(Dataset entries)
PR #234, opened 2017-03-10
Remove extra copy of defer function and copy flow-typed version from debugger

wldcordeiro:
The defer function existed in two places and was identical, we also had a copy of it in debugger that was identical save for the flow typing that was added.


packages/devtools-launchpad/src/utils/defer.js
```diff
@@ -1,12 +1,29 @@
...
+declare var Reject: (result: any) => void;
+
+export type Defer = {
+  resolve: Resolve,
+  reject: Reject,
+  promise: Promise<any>
+};
+
+function defer(): Defer {
+  let resolve: Resolve; // eslint-disable-line no-unused-vars
```
tromey: Is this `eslint-disable` really needed?  It seems to me that `resolve` and `reject` are actually used.

jasonLaster:
Lets just nuke defer in client-adapters. It's not used.

As a general point, I don't know how i feel about exporting modules from launchpad. Rules for me are
1. launchpad bootstrap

*TASK ITEM*: Tell how many lines of the records above contain "copy", replying with the number only.

*ANSWER AREA*: 2